Le groupe de travail de la HAS, présidé par le professeur René Dauman, ORL au CHU de Bordeaux, préconise tout d'abord de proposer un programme d'intervention précoce à tout enfant sourd et à sa famille et ce, avant l'âge de un an. Une recommandation qui intervient alors que le dépistage néonatal systématique n'est pas encore mis en place en France et où les situations sont très hétérogènes selon les régions et les maternités. Pour l'heure, on estime qu'à peine 40 % des nouveau-nés sont dépistés. Le diagnostic reste souvent tardif. "On découvre encore trop de surdités profondes vers l'âge de 2 – 3 ans", rappelle le professeur René Dauman.

 

Approches audiophonatoire et visiogestuelle

Autre recommandation de la HAS : adapter ce programme aux besoins particuliers de l'enfant et au projet éducatif choisi par ses parents.
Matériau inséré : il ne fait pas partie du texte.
PR #31155, opened 2024-11-25
fix: helm chart deploy to open PRs to now-protected gh-pages branch

mistercrunch:
Cleaning up the mess I created by deleting the `gh-pages` branch by mistake while deleting hundreds of stale branches in the repo.

The changes here make it such that pushing a new helm chart version will now open a PR against the now-protected `gh-pages` branch, require a review and merge to be deployed.

Testing now with:
```
gh workflow run superset-helm-release.yml --ref helm_fix --field ref=master
```

Logs / iterations can be followed here -> https://github.com/apache/superset/actions/workflows/superset-helm-release.yml

The approach here is to:
- define a working branch `helm-publish-{SHA}`
- pull/push gh-pages onto that temp branch
- tell `chart-releaser-action` that the branch we're working with is NOT `gh-pages` (protected, can't push there), but instead is a temporary branch
- use a small script to open a PR from temp branch to gh-pages

### DIFF
--- a/.github/workflows/superset-helm-lint.yml
+++ b/.github/workflows/superset-helm-lint.yml
@@ -1,4 +1,4 @@
-name: Lint and Test Charts
+name: "Helm: lint and test charts"
 
 on:
   pull_request:
--- a/.github/workflows/superset-helm-release.yml
+++ b/.github/workflows/superset-helm-release.yml
@@ -56,6 +56,20 @@ jobs:
           git tag --list
           git show-ref --tags
           git tag -d superset-helm-chart-0.13.4 || true
+          lookup_latest_tag() {
+            git fetch --tags >/dev/null 2>&1
+            echo "Fetched all tags."
+
+            if git describe --tags --abbrev=0 HEAD~ 2>/dev/null; then
+              echo "Latest tag found by git describe:"
+              git describe --tags --abbrev=0 HEAD~
+            else
+              echo "git describe failed. Falling back to root commit."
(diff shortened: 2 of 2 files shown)


.github/actions/chart-releaser-action
rusackas, line 1: Huh... don't think I've seen it show this before. Neat!

.github/workflows/superset-helm-lint.yml
```diff
@@ -1,4 +1,4 @@
-name: Lint and Test Charts
+name: "Helm: lint and test charts"
```
rusackas, line 1: Nice improvement... I'll bet half the people that see this think it's eslint and dataviz charts :)

.github/workflows/superset-helm-release.yml
```diff
@@ -1,4 +1,8 @@
-name: Release Charts
+# This workflow automates the release process for Helm charts.
+# The workflow creates a new branch for the release and opens a pull request against the 'gh-pages' branch,
+# allowing the changes to be reviewed and merged manually.
```
rusackas, line 3: We should probably expand the code owners for these reviews... maybe you want to be one?

rusackas (approved):
LGTM. Don't see any risks here... like the approach, love the notes :D

.github/workflows/superset-helm-lint.yml
mistercrunch: It's been bugging me for a moment. Making the repo a better place, one line at a time.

En effet, il existe deux types d'approches, audiophonatoire d'une part, visiogestuelle d'autre part, qui se distinguent fondamentalement sur le fait de stimuler ou non la voie auditive. "Nos recommandations s'inscrivent dans un contexte historique important, au moment où en France est réintroduite « la liberté de choix pour le jeune enfant sourd entre une communication bilingue, langue des signes et langue française, et une communication en langue française » comme l'a réaffirmé la loi du 11 février 2005 et ce, après 100 ans d'interdiction de la LSF, explique Joëlle André-Vert, chef de projet, service des bonnes pratiques professionnelles de la HAS. En l'état actuel des connaissances et en l'absence de consensus entre les acteurs, il n'est pas possible, pour les enfants ayant un seuil auditif > 70 dB HL, de recommander un type de programme d'intervention précoce plutôt qu'un autre. C'est pourquoi notre groupe de travail a fait le choix de décrire ce qui est recommandé pour chacune des approches possibles."

 

Une information neutre et pluraliste

La HAS s'est penchée sur l'information à donner aux parents dans leur choix de projet éducatif pour leur enfant. "Cette information doit être la plus neutre et la plus pluraliste possible, a insisté le professeur René Dauman. Les parents d'enfants sourds sont confrontés tôt à des choix précoces mais qui ne doivent pas représenter un obstacle à une présentation des différentes options. Il faut donner aux parents les éléments du choix pour qu'il y ait choix véritable. Et il ne faut pas qu'ils soient reflets des convictions personnelles des professionnels. Une idée-force est qu'il y a grand intérêt à faire naître une communication bilingue chez l'enfant sourd profond avant implantation cochléaire. On le prépare ainsi à recevoir et interprêter les informations qu'il recevra avec l'implant cochléaire." L'accompagnement des familles doit être adapté au cas par cas et nécessite l'intervention de nombreux professionnels et du réseau social, amis et associations. La HAS rappelle que pour permettre aux parents de choisir de manière éclairée leur projet éducatif, il est essentiel de transmettre que "le niveau de langue obtenu en langue parlée ou en langue des signes dépend principalement de la langue qui sera utilisée au domicile avec l'enfant, du degré de surdité et de la présence ou non de troubles associés à la surdité". La HAS recommande également de tenir compte des délais liés à la période critique de développement du langage, qui existent quelle que soit la langue proposée : "La stimulation et l'éducation auditive proposée avant les deux ans de l'enfant permet d'atteindre un niveau de langue parlée meilleur que si l'appareillage est mis après deux ans. Par ailleurs, si la langue parlée n'est pas acquise, proposer la LFS avant cinq ans permet d'atteindre un niveau de langue écrite et un niveau de langue des signes meilleurs que si la LSF est proposée après cinq ans."

 

Enfin, la HAS s'est également penchée sur la prévention des troubles psychiques et relationnels de l'enfant sourd et à l'identification des lieux d'accueil et d'accompagnement des familles et de suivi des enfants sourds, rappelant que là encore règne une grande hétérogénéité des situations selon les régions et qu'il n'existe encore aucun recensement national de ces structures.


Crédit photo : L.A.-K.

L.A.-K.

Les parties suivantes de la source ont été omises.